PR #1365, opened 2022-06-02
[V2] fix az-analyze tool and add docs

hccheng72:
**What type of PR is this?**
/kind bug
/kind documentation

Fix an error on format of object's age, edit tool description, and add a README file.

Fixes #

**Requirements**:
  
- [ ] includes documentation
- [ ] adds unit tests

**Release note**:
```
none
```


cmd/az-analyze/README.md
```diff
@@ -0,0 +1,31 @@
...
+## Features
+|Command|Description|
+|---|---|
+|az-analyze get azv|Show all azVolumes with a pod column.
+|--pod \<pod-name\>|Show all azVolumes used by a given pod|
+|--namespace \<pod-namespace\>|Specify the namespace of the pod. If it's not specified, default namesapce is used.|
+
+|Command|Description|
+|---|---|
+|az-analyze get azva|Show all azVolumesAttachments with pod, node, and zone as columns|
```
nearora-msft, line 26: It would be more clear if we separate out the command and it' parameters in different sections. It is a bit confusing to have just the parameters under the command column in the table.

cmd/az-analyze/cmd/root.go
```diff
@@ -69,7 +67,7 @@ func initConfig() {
 	} else {
 		// Search config in home directory with name ".az-analyze" (without extension).
 		viper.SetConfigType("yaml")
-		viper.AddConfigPath("./config")
+		viper.AddConfigPath("/var/tmp/azuredisk-csi-driver/cmd/az-analyze/config")
```
nearora-msft, line 70: We should use the relative path, like we were using before.

nearora-msft:
It'd be good to add the Makefile changes for az-analyze in this PR instead of the other one, so that they can be merged independent of each other.

cmd/az-analyze/cmd/root.go
edreed: I believe we should set the config name to `az-analyze.config` and provide multiple search paths in this order: `/etc/az-analyze`, `$HOME/.config/az-analyze` and `.`. This would provide for global, per-user and current working directory based configurations and is pretty typical of apps for config management.

edreed:
Test failure is unrelated to this change.

PR #1385, opened 2022-06-17
[V2] fix: ensure AzDriverNode recreated if deleted

### LINKED ISSUE #1356: [v2] v2 node agent doesn't re-create the azdrivernodes CRI in the heartbeat report path
**What happened**:
If the azdrivernodes CRI for a node gets deleted accidently, the heartbeat report for the node will stop, effectively taking it out of rotation from placement by extender.

CSI-Node-Agent should re-create the azdrivernodes CRI in the heart beat report path.

**How to reproduce it**:

1. Deploy the v2 driver.
2. Delete one of the azdrivernodes CRIs
kubectl delete azdrivernodes.disk.csi.azure.com aks-nodepool1-51977605-vmss000000 -n kube-system
3. Monitor to see if the CRI gets re-created
kubectl get -A azdrivernodes.disk.csi.azure.com

**Environment**:
- CSI Driver version: v2.0.0-beta.3

edreed:
**What type of PR is this?**

/kind bug

Ensures the `AzDriverNode` object for a node is recreated if deleted.

Fixes #1356 

**Requirements**:
  
- [ ] includes documentation
- [ ] adds unit tests

**Release note**:
```
none
```

### DIFF
--- a/pkg/azuredisk/azuredisk_v2.go
+++ b/pkg/azuredisk/azuredisk_v2.go
@@ -23,12 +23,14 @@ import (
 	"context"
 	"flag"
 	"fmt"
+	"math/rand"
 	"os"
 	"strings"
 	"sync"
 	"time"
 
 	"github.com/container-storage-interface/spec/lib/go/csi"
+	"github.com/go-logr/logr"
 
 	v1 "k8s.io/api/core/v1"
 	"k8s.io/apimachinery/pkg/api/errors"
@@ -36,6 +38,7 @@ import (
 	apiRuntime "k8s.io/apimachinery/pkg/runtime"
 	clientset "k8s.io/client-go/kubernetes"
 	"k8s.io/client-go/rest"
+	"k8s.io/client-go/tools/cache"
 	"k8s.io/client-go/tools/leaderelection/resourcelock"
 	"k8s.io/klog/v2"
 	"k8s.io/klog/v2/klogr"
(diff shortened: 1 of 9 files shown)


pkg/azuredisk/azuredisk_v2.go
```diff
@@ -434,91 +455,146 @@ func (d *DriverV2) StartControllersAndDieOnExit(ctx context.Context) {
...
+	err := d.updateOrCreateAzDriverNode(innerCtx, azDriverNodeHealthy)
+
+	w.Finish(err)
+
+	return err
+}
+
+// updateOrCreateAzDriverNode updates the AzDriverNode status, creating a new object if one does not exist
+func (d *DriverV2) updateOrCreateAzDriverNode(ctx context.Context, status azDriverNodeStatus) error {
+	logger := logr.FromContextOrDiscard(ctx)
```
sunpa93, line 552: Is the intent here to use a plain logger for the heartbeat update loop and context logger for when registering `AzDriverNode`?

sunpa93 (approved):
/lgtm

pkg/azuredisk/azuredisk_v2.go
edreed: In both cases, this will the workflow logger. Long term, I'd like us to move to a model where we always get the logger from the context rather than assume klog.

sunpa93: It seems like the context fed in this loop doesn't contain worklow though. Am I missing something?
https://github.com/kubernetes-sigs/azuredisk-csi-driver/blob/4e6c6da101faf1ec382552ef3ee57b427b925b3a/pkg/azuredisk/azuredisk_v2.go#L522-L524

sunpa93: I agree that we should move to getting logger from context long term.

edreed: `updateAzDriverNodeHeartbeat` creates a workflow.

sunpa93: It does but I don't think the context in `updateAzDriverNodeHeartbeat` is being passed onto `runAzDriverNodeHeartbeatLoop` though.

edreed: We sync'ed up offline - yes, the main heartbeat loop will use the plain logger for now. Longer term, we should add `logr`-based loggers to the context passed here and use it.

sunpa93:
The changes are from rebasing.
/lgtm

PR #1389, opened 2022-06-22
[V2] feat: Skipping prioritize/(filter) extender processing for non-v2 disks

### LINKED ISSUE #1097: [V2] data disk count is invalid in shared disk mode
**What happened**:
1) create a node pool with 2 nodes (DS2_v2 size), each node could attach 8 data disks at most
2) create 8 pods with one disk mount each (with `maxShares: 2`)
3) create the 9th pod with one disk mount, disk would be scheduled to one node, stuck in `ContainerCreating` state forever, and error would be like following:

```
Events:
  Type     Reason              Age               From                     Message
  ----     ------              ----              ----                     -------
  Warning  FailedScheduling    47s               default-scheduler        0/2 nodes are available: 2 pod has unbound immediate PersistentVolumeClaims.
  Warning  FailedScheduling    47s               default-scheduler        0/2 nodes are available: 2 pod has unbound immediate PersistentVolumeClaims.
  Normal   Scheduled           40s               default-scheduler        Successfully assigned default/statefulset-azuredisk-share-8 to aks-agentpool-70325192-vmss000001
  Warning  FailedAttachVolume  7s (x7 over 39s)  attachdetach-controller  AttachVolume.Attach failed for volume "pvc-54c55671-22d4-4d8c-ba69-834634e65573" : rpc error: code = FailedPrecondition desc = Retriable: false, RetryAfter: 0s, HTTPStatusCode: 409, RawError: {
  "error": {
    "code": "OperationNotAllowed",
    "message": "The maximum number of data disks allowed to be attached to a VM of this size is 8.",
    "target": "dataDisks"
  }
}
```

Root cause: in shared disk mode, current maximum data disk count calculation is invalid any more, need to adjust

It's ok that with with `maxShares: 2`, we could only attach 8 data disks, while the 9th pod should be in `Pending` state instead of  scheduled to one node which obviously could not attach any disk any more.

**How to reproduce it**:

**Environment**:
- CSI Driver version: V2
- Kernel (e.g. `uname -a`):
- Install tools:
- Others:

landreasyan:
…V2 driver disks.

**What type of PR is this?**
Added on optimization in the extender to skip processing on prioritize and filter calls for non-v2 driver volumes. Currently, only prioritize is skipped until we fix #1097 in the controller but the functionality is added for both calls. 

Fixes #

**Requirements**:
  
- [ ] includes documentation
- [ ] adds unit tests

**Release note**:
```
none
```

### DIFF
--- a/pkg/azdiskschedulerextender/azdiskschedulerextender.go
+++ b/pkg/azdiskschedulerextender/azdiskschedulerextender.go
@@ -58,6 +58,7 @@ var (
 	kubeClientset              kubernetes.Interface
 	kubeExtensionClientset     azdisk.Interface
 	criNamespace               string
+	azDiskVolumes              sync.Map
 	pvcToPvMap                 sync.Map
 	pvToDiskNameMap            sync.Map
 )
@@ -79,6 +80,7 @@ func init() {
 func initSchedulerExtender(ctx context.Context) {
 	pvcToPvMap = sync.Map{}
 	pvToDiskNameMap = sync.Map{}
+	azDiskVolumes = sync.Map{}
 	var err error
 	kubeExtensionClientset, err = getKubernetesExtensionClientsets()
 	if err != nil {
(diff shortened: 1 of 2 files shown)


andyzhangx:
@landreasyan is https://github.com/kubernetes-sigs/azuredisk-csi-driver/issues/1097 fixed or not?

landreasyan:
> @landreasyan is #1097 fixed or not?

@andyzhangx #1907 is fixed but we are changing the approach we took in the controller to prefer primary attachments over replicas which will eliminate the need of having this fix in the scheduler extender. Removing the fix for #1907 from the extender will make it completely non-blocking and in line with the expectations of the autoscaler.

PR #1401, opened 2022-06-26
[V2] fix: fix retry of failed attach

edreed:
**What type of PR is this?**

/kind bug

/kind regression

An attach operation is only started by the `attach_detach` controller if the `AzVolumeAttachment.Status.Detail` field is `nil`. This PR set this field to `nil` when we need to retry an attach operation. This PR also updates the workflow annotations when the retry is triggered via `CrdProvisioner.WatchForAttach` or `CrdProvisioner.waitForLun`.

Fixes #

**Requirements**:
  
- [ ] includes documentation
- [ ] adds unit tests

**Release note**:
```
none
```


sunpa93 (approved):
Good catch!
/lgtm

PR #1406, opened 2022-07-02
[V2] feat: allow detaches of replica attachment for primary attachment

sunpa93:
request

**What type of PR is this?**
/kind feature

* This PR includes a temporary change to allow detach of replica attachment for primary attachment request.
* It targets to handle other relevant data race issues.

Fixes #

**Requirements**:
  
- [ ] includes documentation
- [ ] adds unit tests

**Release note**:
```
none
```

### DIFF
--- a/pkg/azureutils/azure_disk_utils.go
+++ b/pkg/azureutils/azure_disk_utils.go
@@ -84,6 +84,25 @@ const (
 	diskNameGenerateMaxLength = 76
 )
 
+var AttachmentRoles = map[AttachmentRoleMode]string{
+	PrimaryOnly: string(azdiskv1beta2.PrimaryRole),
+	ReplicaOnly: string(azdiskv1beta2.ReplicaRole),
+}
+
+type AttachmentRoleMode int
+
+const (
+	PrimaryOnly AttachmentRoleMode = iota
+	ReplicaOnly
+	AllRoles
+)
+
+type LabelPair struct {
+	Key      string
+	Operator selection.Operator
+	Entry    string
+}
+
 type ClientOperationMode int
 
 type ManagedDiskParameters struct {
@@ -186,7 +205,7 @@ func GetFStype(attributes map[string]string) string {
 	return ""
 }
 
-func GetNodeMaxDiskCount(labels map[string]string) (int, error) {
+func GetNodeMaxDiskCountWithLabels(labels map[string]string) (int, error) {
 	if labels == nil {
 		return 0, fmt.Errorf("labels for the node are not provided")
 	}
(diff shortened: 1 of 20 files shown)


pkg/provisioner/crdprovisioner.go
```diff
@@ -46,22 +53,143 @@ import (
...
+	}
+	kubeClient, err := kubeClientset.NewForConfig(kubeConfig)
+	if err != nil {
+		return nil, err
+	}
+
+	kubeInformerFactory := informers.NewSharedInformerFactory(kubeClient, consts.DefaultInformerResync)
+	startWatchingKube(context.Background(), kubeInformerFactory)
+
+	azInformerFactory := azdiskinformers.NewSharedInformerFactory(azdiskClient, consts.DefaultInformerResync)
```
landreasyan, line 182: We need to wait for cache sync for `azInformerFactory` as well.

pkg/provisioner/crdprovisioner.go
```diff
@@ -46,22 +53,143 @@ import (
...
 }
 
 const (
 	// TODO: Figure out good interval and timeout values, and make them configurable.
 	interval = time.Duration(1) * time.Second
 )
 
-func NewCrdProvisioner(azdiskClient azdisk.Interface, objNamespace string) (*CrdProvisioner, error) {
-	informerFactory := azdiskinformers.NewSharedInformerFactory(azdiskClient, consts.DefaultInformerResync)
+type CachedReader struct {
```
landreasyan, line 67: Should we move the `CacheReader` definition and methods to a separate file or to utils?

pkg/azureutils/azure_disk_utils.go
```diff
@@ -84,6 +84,25 @@ const (
...
 )
 
+var AttachmentRoles = map[AttachmentRoleMode]string{
+	PrimaryOnly: string(azdiskv1beta2.PrimaryRole),
+	ReplicaOnly: string(azdiskv1beta2.ReplicaRole),
+}
+
+type AttachmentRoleMode int
+
+const (
```
landreasyan, line 94: Would be good to combine this with the rest of the constants at the beginning of the file.

sunpa93: I believe defining these constant after its type definition makes it more readable.

pkg/provisioner/crdprovisioner.go
sunpa93: `CachedReader` usage and its definition is going to vary based on what objects the instance needs to watch; this definition at the moment implements `client.Reader` interface in a `crdProvisioner` specific way. So it would be more suitable, I think, to leave it in the crdProvisioner file for now.

PR #1408, opened 2022-07-06
[V2] [WIP] feat: add rate limiter latency metric to find throttling

chloeegong:
**What type of PR is this?**

- The `RateLimiterLatency` metric creates a new `HistogramVec` Prometheus metric to measure throttling in the driver
- Uses the metric library in client-go to enable and register the new metric

**Which issue(s) this PR fixes:**

Fixes #

**Requirements:**

- [ ]  uses [conventional commit messages](https://www.conventionalcommits.org/)

- [ ]  includes documentation

- [ ]  adds unit tests

- [ ]  tested upgrade from previous version

**Special notes for your reviewer:

Release note:**


edreed:
I assume this is a temporary change for review and test coverage?

landreasyan:
> I assume this is a temporary change for review and test coverage? In general, we must not modify the `vendor` directory directly since this is managed by `go mod` and this change will cause the `verify` tests to fail.

Yes, these changes will be moved to our code in the next commit.

PR #1410, opened 2022-07-08
[V2] feat: add rate limiter latency metric to find throttling

chloeegong:
**What type of PR is this?**

- The RateLimiterLatency metric uses a HistogramVec imported from the metrics package to measure throttling in the driver

- Uses the metric library in client-go to enable and register the new metric in the `azuredisk_v2.go` file 
Which issue(s) this PR fixes:

Fixes #

**Requirements:**

- [ ]  uses [conventional commit messages](https://www.conventionalcommits.org/)
- [ ]  includes documentation
- [ ]  adds unit tests
- [ ]  tested upgrade from previous version

**Special notes for your reviewer:

Release note:**

### DIFF
--- a/pkg/azuredisk/azuredisk_v2.go
+++ b/pkg/azuredisk/azuredisk_v2.go
@@ -24,6 +24,7 @@ import (
 	"flag"
 	"fmt"
 	"math/rand"
+	"net/url"
 	"os"
 	"strings"
 	"sync"
@@ -46,7 +47,10 @@ import (
 
 	clientgoscheme "k8s.io/client-go/kubernetes/scheme"
 	v1core "k8s.io/client-go/kubernetes/typed/core/v1"
+	clientmetrics "k8s.io/client-go/tools/metrics"
 	"k8s.io/client-go/tools/record"
+	"k8s.io/component-base/metrics"
+	"k8s.io/component-base/metrics/legacyregistry"
 	azdiskv1beta2 "sigs.k8s.io/azuredisk-csi-driver/pkg/apis/azuredisk/v1beta2"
══════
When a line in the records holds the string "term", copy that line.

Problem solution:
edreed: In both cases, this will the workflow logger. Long term, I'd like us to move to a model where we always get the logger from the context rather than assume klog.
sunpa93: I agree that we should move to getting logger from context long term.
edreed: We sync'ed up offline - yes, the main heartbeat loop will use the plain logger for now. Longer term, we should add `logr`-based loggers to the context passed here and use it.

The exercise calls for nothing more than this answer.